In an interview with Axios on Tuesday, one of the five Federal Communications Communication’s (FCC) commissioners, Brendan Carr, said that the U.S. should ban TikTok, the widely popular short-form video app with approximately 1 billion users worldwide.
Although the FCC can’t take such an action, Carr suggested that the Council on Foreign Investment in the U.S. (CFIUS), a different governmental body that can regulate foreign investment, should ban the app.
“I don’t believe there is a path forward for anything other than a ban,” he told the outlet.
Carr was referring to the risk of TikTok sending U.S. user data back to China, which has come up, as the outlet noted, in recent news reports, which have claimed TikTok’s Beijing-based parent company, ByteDance, planned to monitor some U.S. citizen’s locations and accessed other user data.

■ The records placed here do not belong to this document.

PR #529, opened 2026-07-21
perf(engine-nowcast): O(leads) trajectory integration — 6-12× faster generations

### LINKED ISSUE #528: engine-nowcast: generation is O(leads²) in trajectory integration — 67 s on prod for 24 leads
Part of #519. Observed at prod enablement of `fmi-radar-nowcast` (2.27 Mpx working grid, 24 leads): `nowcast_last_generation_duration_ms = 66659` on nexus. Harmless today (background runtime, once per 5 min) but it occupies one of the four poll-runtime workers for ~a quarter of every cadence interval, and scales badly with horizon.

**Root cause**: `advect::for_each_departure` integrates each lead's trajectory from scratch with `steps = lead × substeps`, so total work is `Σ i·substeps·pixels` — **quadratic in the lead count** (~2.7 G field samples for 24 leads at 2.27 Mpx).

**Fix**: compose displacement maps incrementally — derive lead *i*'s departure map from lead *i−1*'s plus one interval of integration (the standard semi-Lagrangian long-lead scheme), making generation O(leads). Value sampling stays a single nearest-neighbour read from the analysis frame, so output is unchanged in spirit (tiny trajectory-precision differences); keep the phase-0 skill harness as the regression gate.

Expected: ~12× fewer field samples for the 24-lead case → prod generation in the low seconds.

Refs: #522 (phase 1), prod metrics 2026-07-22.

mrauhala:
Closes #528. Unblocks raising `max_pixels` in the prod `fmi-radar-nowcast` config — the visible-resolution complaint: the 4 Mpx default puts the working grid at ~1 km vs the source's 250 m, and at the current 67 s/generation a 4× pixel increase would blow the 5-minute cadence.

## What

Generation advected every lead from scratch with integration steps proportional to the lead — `Σ i·substeps·pixels`, quadratic in the lead count (~2.7 G field samples for prod's 24 leads at 2.27 Mpx → 67 s on nexus).

`TrajectoryIntegrator` keeps one departure-point set per generation and extends it by one lead-delta per iteration — the standard long-lead semi-Lagrangian scheme. For a uniform lead schedule this walks the **identical** piecewise trajectory (same step size, same step sequence), pinned bitwise by the new `incremental_advances_match_one_shot_bitwise` test. `advect`/`advect_u8` stay as one-shot wrappers over the same core so the two paths cannot drift; the phase-0 skill harness is unchanged and still applies.

## Measured

Same debug-build smoke config (25-frame SMHI live sequence, 12 leads at 0.67 Mpx): **14,376 ms → 2,380 ms** — 6.0×, matching the `(leads+1)/2` theoretical factor. Prod (24 leads) predicts ~12×: 67 s → ~5 s.

## Follow-up once deployed

Set `max_pixels = 16_000_000` on `fmi-radar-nowcast` (nexus collections.d): one halving instead of two → ~500 m working grid (2481×3658), ~4× the pixel density of today's output. Generation at that size with this fix ≈ the ~20 s range on nexus — comfortably inside cadence. Memory: ~227 MB/generation × 2 retained ≈ 450 MB, within the box's headroom.

### DIFF
--- a/crates/engine-nowcast/src/advect.rs
+++ b/crates/engine-nowcast/src/advect.rs
@@ -11,59 +11,111 @@
 use crate::motion::MotionField;
 use crate::Grid;
 
-/// Walk every output pixel's backward trajectory and hand the caller the
-/// source-pixel index it departs from (`None` when the trajectory leaves the
-/// domain). Shared core for the `f32` and raw-`u8` advection variants so
-/// their trajectory math cannot drift apart.
-fn for_each_departure(
+/// Incrementally extended backward trajectories — one per output pixel.
+///
+/// A generation advects the same analysis frame to a *schedule* of leads.
+/// Re-integrating each lead's trajectory from scratch costs
+/// `Σ leadᵢ·substeps·pixels` — quadratic in the lead count (67 s per prod
+/// generation at 2.27 Mpx × 24 leads, #528). Extending the stored departure
+/// points by one lead-delta at a time walks the SAME piecewise trajectory
+/// (identical step density and step sequence when the schedule is uniform)
+/// in `Σ substeps·pixels` — linear.
+///
+/// Departure points keep integrating even outside the domain (the motion
+/// field's edge-clamped sample keeps them moving) exactly like the one-shot
+/// integration did; bounds are only checked when sampling a frame.
+pub struct TrajectoryIntegrator<'a> {
+    field: &'a MotionField,
     width: usize,
     height: usize,
-    field: &MotionField,
-    lead: f32,
-    substeps: usize,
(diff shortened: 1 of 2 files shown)


mrauhala:
Both round-1 findings addressed in 004585a: the equivalence claim is now stated precisely — bit-identical only when `delta × substeps` is integral (the default source-cadence config, which is what the bitwise test pins), while a fractional explicit `step` gets per-segment discretization that is at least as fine as the one-shot proportional share (equal-or-better integration accuracy, never coarser). New `incremental_fractional_delta_stays_within_sampling_tolerance` test covers the fractional case (3 × 0.6 vs one-shot 1.8) within nearest-sample tolerance.

Issue #524, opened 2026-07-20
engine-nowcast phase 3: motion smoothing across generations, PVOL cell-track fusion, dashboards


mrauhala:
Part of #519. Quality pass after phases 1–2 are serving.

- Temporal smoothing of the motion field across generations (blend with previous field) — kills frame-to-frame jitter in the animation.
- Optional lead-time blur/decay knob (off by default; pure Lagrangian persistence stays v1 behaviour).
- Fuse PVOL cell-track vectors (`ds_core::cells` `motion_ms` / `Track::speed_direction`) where sites overlap the composite, weighted into the block field.
- Grafana row for the nowcast metric families (repo rule: new /metrics family ⇒ dashboard update).
- Hindcast skill trend: log CSI-vs-persistence per generation so quality regressions are visible in ops, not just at review time.

mrauhala:
Scope pin for the Grafana row (flagged in #543 review): the dashboard work here covers **all eight** nowcast metric families — the six from phase 1 (`nowcast_generations_total`, `nowcast_generation_failures_total`, `nowcast_last_generation_duration_ms`, `nowcast_source_lag_seconds`, `nowcast_retained_generations`, `nowcast_frames`) plus the two realized-skill gauges from #542/#543 (`nowcast_lead1_csi_permille`, `nowcast_lead1_persistence_csi_permille` — plot as a pair; the gap between them is the signal, and a collapsing gap means motion/data regression).

mrauhala:
Closing — every item is either shipped or explicitly re-homed:

- **Temporal motion smoothing across generations** — shipped in PR #530 (multi-pair estimation + cross-generation EMA 0.7/0.4; killed the rubber-band artifact).
- **Lead-time blur/decay knob** — resolved by the #546 verdict: three classical growth/decay estimators failed the hindcast gate (re-confirmed post-matching-fix with production-parity tracking), so the rendered field stays pure Lagrangian persistence deliberately; the `growth_decay` flag exists but stays off. Rendered decay now rides the V2.5 L-CNN route on #541.
- **PVOL cell-track fusion into the block field** — deprioritized on #541 (the epic's evidence sweep found no operational precedent that beats a well-stabilized field estimator); the tracker-convergence work that would precede it is scoped in #551 (shared overlap-based split/merge lineage for `ds_core::cells` + `cells2d`).
[...]

PR #530, opened 2026-07-22
feat(engine-nowcast): motion stabilization — multi-pair estimation + cross-generation EMA

mrauhala:
Part 1 of #524 (leaves it open — PVOL cell-track fusion, Grafana row, and per-generation skill logging remain). Fixes the user-reported "stretchy elastic back-and-forth" animation artifact, worst on convective cells.

## Diagnosis

Two stacked effects:
1. **Between generations** (the back-and-forth): motion was estimated from a single frame pair, and convective growth/decay reads as spurious motion to a block matcher. Every 5-minute generation re-estimated from scratch, so the +1–2 h frames swung position each time the client re-pinned — classic nowcast rubber-banding (the reason pySTEPS defaults to multi-frame motion).
2. **Within a loop** (the stretching): at the prod 500 m working grid the coarsened motion blocks were ~25 km — a 3–5 km cell sits inside the bilinear gradient between block vectors and gets differentially advected, elongating with lead time.

## Fix

- **`estimate_motion_multi`**: every consecutive history pair contributes block measurements (scaled to the last interval's unit for mildly irregular cadences; degenerate pairs skipped), averaged per block, then ONE shared outlier/fill/smooth pass. The engine fetches up to `history_frames` (default 3) frames per generation, all pinned to one source run; a missing older frame degrades to fewer pairs instead of failing the generation.
- **Cross-generation EMA**: each new field blends with the previous generation's (`0.7` new for measured blocks, `0.4` for filled — inferred vectors lean harder on history; auto-skipped when the block grid changes). The blended field is stored on the generation as the next one's history — ~1.5 generations of memory, enough to damp pair noise without lagging a real wind shift by more than a couple of cadence intervals.
- **`TARGET_SEARCH_PX` 24 → 48**: the FMI ~500 m grid stays uncoarsened, halving effective motion-block size to ~16 km so small cells get a closer-fitting vector — affordable since #529 made generation cost linear in leads.

## Verification

- 23 tests: new multi-pair units (uniform-motion agreement with single-pair, degenerate-interval skipping), EMA blend units (per-block alpha math, dimension-mismatch no-op), and a 3-frame end-to-end extrapolation gate (IoU > 0.8 against the mock source's closed-form future). All prior gates unchanged.
- Generation cost on the smoke fixture: 2,516 ms vs 2,380 ms (~5% for the extra pair). Expect a similar marginal increase on prod's 27 s.
- The artifact itself is an animation-domain effect — final verification is the tutka loop after deploy; the between-generation oscillation should visibly damp within two generations of the deploy.

### DIFF
--- a/crates/engine-nowcast/CLAUDE.md
+++ b/crates/engine-nowcast/CLAUDE.md
@@ -44,9 +44,21 @@ reason `MapEngine::resolve_reference_time` exists (#521).
   (1 B/px; `advect_u8` moves bytes); anything else falls back to f32
   (4 B/px — the FMI S3 COG path lands here until #475-style typed paths).
 - Motion is estimated on a coarsened grid sized so the physical search
-  window (40 m/s × source interval) fits ~24 px, then the field is scaled
-  back — deliberate scale handling; do NOT rely on the pixel budget to do
-  this implicitly.
+  window (40 m/s × source interval) fits `TARGET_SEARCH_PX` (48 — keeps
+  the FMI 500 m grid uncoarsened), then the field is scaled back —
+  deliberate scale handling; do NOT rely on the pixel budget to do this
+  implicitly.
+- **Motion stabilization (#524 part 1)** — two mechanisms against the
+  rubber-band animation artifact (single-pair block matching re-reads
+  convective growth/decay as motion noise every generation):
+  1. multi-pair estimation: every consecutive history pair contributes
+     measurements (scaled to the last interval's unit), averaged per
+     block, then ONE shared outlier/fill/smooth pass;
+  2. temporal EMA with the previous generation's field
+     (`Generation.field`, weights `EMA_ALPHA_MEASURED = 0.7` /
+     `EMA_ALPHA_FILLED = 0.4`; auto-skipped when the block grid changes).
+  Weakening either brings the between-generation oscillation back —
+  verify with an animation loop, not stills.
 
 ## Memory sizing (retention multiplies!)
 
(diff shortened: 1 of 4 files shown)


mrauhala:
Finding addressed in 687d82b: `history_frames` is now capped at 8 (`MAX_HISTORY_FRAMES`), rejected fail-fast at construction with a test — each frame is one sequential blocking source fetch per generation (Critical Rule 9), and pair-averaging saturates after a few pairs anyway.

mrauhala:
Fair challenge — the smoke fixture indeed never exercised the coarsening path (its shift is ~3 px), so I measured at **exact prod scale**: the 3 newest FMI composite frames from prod, `max_pixels = 16M` (2481×3658 working grid, 24 leads, `history_frames = 3`), release build, this branch:

| configuration | generation (release, M-series Mac) |
|---|---|
| `TARGET_SEARCH_PX = 48` (this PR: factor 1, search 32, motion at 2481×3658) | **10,416 ms** |
| `TARGET_SEARCH_PX = 24` (old path: factor 2, search 16, motion at 1240×1829) | **10,435 ms** |

The constant's cost is in the noise (<0.2%): motion blocks are echo-gated and the stage is dominated by neither — generation time is fetch (3 × 36 Mpx source decode + resample) plus advection (24 × 9 Mpx). The only real addition from this PR is the third source fetch, so prod should land ~10–20% above its current 27 s (call it ~30–32 s), with `source_lag_secs` confirming post-deploy as you suggest.

On the 30 s `poll_interval_secs` margin: that interval is only the *check* cadence, not a deadline — `MissedTickBehavior::Skip` drops ticks *during* a generation and the next tick re-checks the source, so a generation longer than the poll interval costs nothing beyond worst-case staleness of `generation + poll_interval` (~60 s), against the 300 s source cadence. The actual ceiling is generation time approaching the source cadence, which is 10× away.

Issue #541, opened 2026-07-24
epic: nowcasting v2 — growth/decay, cell intelligence, object-based verification


mrauhala:
## Triage update — 2026-09-16

Review baseline: [main `524a1df`](https://github.com/mrauhala/meteocore/commit/524a1df934d8da97c34af943f43df892f97fb704).

**Disposition:** Keep as an epic; prioritize remaining children.

**Current assessment and challenge:** Several v2 phases shipped; experimental growth/decay remains default-off after failed gates. Rank evidence/quality gaps before further modelling scope.

The original roadmap below is historical context; shipped phases should not be counted as new work or as independent priority candidates. Remaining child issues retain their individual implementation and verification scope.

---

<details>
<summary>Original report / roadmap (historical context; current scope is above)</summary>

Successor to #519 (extrapolation nowcast, shipped and live in prod). Scope and ordering are grounded in a July 2026 literature sweep (2023–2026, primary sources); the design principles below each carry their evidence.

## What the evidence says

1. **Keep the classical advection core; augment it.** FMI's own deep-probabilistic model DEUCE (Harnist et al., GMD 2024, 10.5194/gmd-17-3839-2024) only roughly matches STEPS on CRPS, and its ensemble mean is *worse* than plain advection as a deterministic nowcast. Nothing generative is confirmed operational at a national met service: NowcastNet (Nature 2023) makes no deployment claim, Météo-France's DGMR experiment was a dormant 2024 demo repo, LDCast is research. Meanwhile NowcastNet's own "evolution network" is structurally advection + learned residuals — the field converged on our architecture.
2. **The proven quality jump is growth/decay on top of advection**, two flavors:
   - *Classical*: NowPrecip 2 (Sideris et al., QJRMS 2026, 10.1002/qj.70171 — operational at MeteoSwiss; verification companion 10.1002/qj.70181 benchmarked vs pysteps + ICON to 4 h). Its innovations — improved optical flow, **intensity-based growth/decay profiles**, temporal disaggregation — are explicitly "straightforward in a programming sense" and offered as transferable. No deep learning. CPU-only compatible.
[...]

PR #543, opened 2026-07-24
feat(engine-nowcast): object-based verification harness + per-generation skill logging

mrauhala:
Nowcasting v2 phase **V2.1** (#541). Closes #542. This is the measurement foundation: every later v2 quality phase (growth/decay, cell hazard ML, learned residuals) gates on the numbers this produces.

## What

Modeled on the object-based verification framework of Ritvanen et al. (GMD 18, 1851–1878, 2025 — the paper that quantified how advection-based nowcasts miss growth/decay):

- **`objects` module** (dependency-free, like the rest of the algorithm core): 2D cell segmentation on composite frames (35 dBZ default contour, 8-connected, min-area filter, exceedance-weighted centroids), forecast↔observed cell matching by O(n³) Hungarian assignment under a centroid-distance gate (20 km default), growing/decaying classification from the volume-proxy derivative, and object contingency scores (POD/FAR/CSI + mean centroid error) attributed to the creation-time class.
- **Harness**: `skill_spike` now prints the object table (overall / growing / decaying CSI by lead vs the persistence baseline + centroid error in km) alongside the existing pixel table; growth classes chain forward through observed-cell matches at each lead. Run on the 25-frame live SMHI sequence: centroid error 3.7 km at +5 min → ~15 km at +2 h, and object CSI ≈ persistence at short leads on stratiform rain — an honest discriminator that pixel CSI (which shows a comfortable nowcast win) glosses over. Exactly what the V2.3 growth/decay work needs to move.
- **Continuous prod skill telemetry**: each generation scores the previous generation's prediction for the fresh analysis frame (pixel CSI at `min_echo`) next to the persistence baseline — one log line + two gauges (`nowcast_lead1_csi_permille`, `nowcast_lead1_persistence_csi_permille`). A collapsing gap in prod = motion/data regression, visible in ops rather than at review time. Absorbs the #524 skill-logging leftover (Grafana row remains tracked there).

## Tests

9 new: segmentation (centroids, min-area), matching (gate respected, globally optimal pairing on the classic greedy-fails geometry), growth classification, score attribution (hits/misses/false alarms + per-class), and the engine-level gauge test (translation nowcast CSI ≥ persistence, > 0.9). Suites: engine-nowcast 21 lib + 9 integration, server green, clippy `-D warnings` clean.

🤖 Generated with [Claude Code](https://claude.com/claude-code)

PR #545, opened 2026-07-24
feat(engine-nowcast): cell intelligence — severity rank, tracks, deviant-mover flag

### LINKED ISSUE #544: nowcasting v2.2: cell intelligence — 2D severity rank, tracks, deviant-mover flag (Features serving)
Part of #541 (phase V2.2), building on the V2.1 objects module (#543).

**Scope revision vs the epic text**: severity uses the *verified* 2D composite cells (area, max dBZ, volume proxy) — NOT VoxelGrid attributes: the voxel implementation is currently beta/non-verified and slow (owner's call, 2026-07-25). Echo-top/VIL enrichment upgrades the rank later, once voxels are verified.

Part 1 (this issue):
- Per-generation cell tracking in engine-nowcast: segment the analysis frame (35 dBZ default), chain-match against the previous generation's cells (anisotropic km matching from V2.1) → track id, age, velocity, volume trend.
- TRT-lite severity rank (documented heuristic v1): weak/moderate/severe/very-severe from max dBZ + area + volume proxy.
- Deviant-mover flag: cell track velocity vs the generation's motion field sampled at the cell — sustained residual (angle + speed gates) marks storms moving off the ambient flow (right-mover detector; also the future fusion signal).
- Serve as GeoJSON Point features (centroid + properties: rank, class, max dBZ, area km², velocity m/s + bearing, deviant flag, track age) via FeatureEngine on the nowcast collection (`apis += features`). Footprint polygons = follow-up.

Part 2 (separate issue when this lands): per-cell lightning join (flash counts + sigma-style jump flag per track footprint) — needs a small ds-core event-source trait + engine-postgis impl + second-pass wiring.

mrauhala:
Nowcasting v2 phase **V2.2 part 1** (#541). Closes #544.

Built on the verified 2D objects machinery from V2.1 — deliberately **not** on VoxelGrid attributes (beta/unverified/slow per owner's call); echo-top/VIL enrichment revisits once voxels are verified.

- **`cells2d`**: per-generation tracking of the analysis frame's 35 dBZ cells — anisotropic km matching, persistent track ids, age, velocity EMA; **TRT-lite severity** (max-dBZ steps 45/50/55 + area ≥ 50 km², documented heuristic that V2.4's tree model replaces); **deviant-mover flag** = sustained ≥ 5 m/s residual between track velocity and the ambient motion field sampled at the cell (the estimator-disagreement right-mover detector, also the future fusion signal).
- **`FeatureEngine` on the nowcast collection** (`apis += features`): tracked cells as GeoJSON Point features — `severity`, `max_dbz`, `area_km2`, `speed_ms`, `bearing_deg`, `deviant_mover`, `track_age`, `observed` — with bbox filtering and pagination.
- Lightning join (per-track flash counts + jump flag) is part 2: needs a ds-core event-source trait + engine-postgis impl + second-pass wiring.

Tests: severity monotonicity; a two-cell scenario where a small cell moves against the ambient flow of a dominant large cell — the counter-flow cell gets flagged (streak semantics), the with-flow cell doesn't, speeds/bearings verified; Features integration (id persistence across generations, properties, 404). 36 total green, clippy clean.

### DIFF
--- a/CLAUDE.md
+++ b/CLAUDE.md
@@ -323,7 +323,7 @@ they were found. Critical Rules 5–7, 9 and 10 above are part of this set.
 | ODIM PVOL | `EdrEngine` + `MapEngine` + `VolumeEngine` (per-site views) + `FeatureEngine` (network engine) | EDR (position, locations, area, trajectory), WMS, Maps, Tiles, 3D Tiles, Features (site inventory) |
 | QueryData | `EdrEngine` + `MapEngine` | EDR (position only), WMS, Maps, Tiles |
 | Zarr | `EdrEngine` + `MapEngine` | EDR (position), WMS, Maps, Tiles; local + S3/HTTP |
-| Nowcast | `MapEngine` (derived: wraps another collection's engine) | WMS, Maps, Tiles — motion-extrapolated frames with future TIME values (EDR + instances = phase 2, #523) |
+| Nowcast | `MapEngine` + `FeatureEngine` (derived: wraps another collection's engine) | WMS, Maps, Tiles — motion-extrapolated future frames; Features — tracked cell intelligence (severity, deviant movers, #544). EDR + instances = #523 |
 | PostGIS | `EdrEngine` + `FeatureEngine` + `MapEngine` (events shape only) | EDR (position, locations, area), Features; events shape: EDR (area) + WMS/Maps/Tiles (age-colored strike layer) |
 
 ## Config Format
--- a/crates/engine-nowcast/CLAUDE.md
+++ b/crates/engine-nowcast/CLAUDE.md
@@ -85,6 +85,18 @@ follow-up (full frames only for the latest generation) is scoped in #523.
   `nowcast_lead1_persistence_csi_permille`. A persistent gap collapse in
   prod = motion or data regression; check before blaming the client.
 
+## Cell intelligence (V2.2, #544)
+
+- `cells2d` tracks the analysis frame's 35 dBZ cells across generations
+  (anisotropic km matching): TRT-lite severity (max dBZ 45/50/55 steps +
+  area ≥ 50 km² — deliberately NOT VoxelGrid attributes while voxels are
+  beta/unverified), velocity EMA, and the deviant-mover flag = sustained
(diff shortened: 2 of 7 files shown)


mrauhala:
Both findings addressed in 3e05e50 (same root cause): velocities are now stored in km/s — track displacement divides by the actual previous-anchor→anchor span (also robust to skipped generations), field vectors divide by the source interval stored on the Generation, and the Features `speed_ms` no longer references the lead step at all.

mrauhala:
Round-2 findings addressed in 88202e2: `?datetime=` is honored (an interval excluding the latest anchor returns an empty page — engine-cap precedent), and `feature_count()` is overridden to read the snapshot length instead of materializing every feature on each collection-metadata request. Both pinned in the integration test.

mrauhala:
Round-3 finding addressed in 3b78639: track continuity now requires the previous generation's grid geometry to equal the new one (full `GridGeom` comparison, same pattern as the #543 skill guard) — on any source geometry change the track set resets and cells restart as newborns rather than matching reinterpreted centroids.

mrauhala:
Round-4 findings addressed in ae75e77: the matching gate scales linearly with the actual previous-anchor→anchor span (`TRACK_GATE_KM` per `TRACK_GATE_BASE_SECS`, floored at one base gate) — a skipped generation now widens the gate instead of breaking fast storms' tracks; and `geometry_change_resets_cell_tracks` drives the reset branch with a mutable-extent mock, pinning that tracks restart as newborns.

mrauhala:
Round-5 findings addressed in e7b0a79: `get_feature` locates the track by id and builds exactly one feature via the shared `cell_feature` helper (both paths share one construction, no full-page materialization — cells are a Vec snapshot, so it's an O(n) scan over dozens of tracks rather than a HashMap, matching the data shape); the server wiring test now runs the nowcast collection with `apis = [wms, features]` and asserts the features registry.

mrauhala:
data_version finding addressed in c69683b: overridden to return `generations_total` (cells rebuild per generation), matching the other FeatureEngine impls — the stale-MVT-ETag trap is removed outright rather than documented.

There is no “world in which you could come up with sufficient protection on the data that you could have sufficient confidence that it’s not finding its way back into the hands” of China’s Communist Party, he told Axios.
As the outlet noted, TikTok is presently in discussions with the CFIUS, mainly on whether or how it could separate from ByteDance and become a U.S. company to continue serving users.
TikTok told Entrepreneur via email: “Commissioner Carr has no role in the confidential discussions with the US government related to TikTok and appears to be expressing views independent of his role as an FCC commissioner. We are confident that we are on a path to reaching an agreement with the U.S. Government that will satisfy all reasonable national security concerns.”
Politicians from across the aisle have raised issues about security on TikTok, and in 2016, then President Donald Trump also considered banning the app.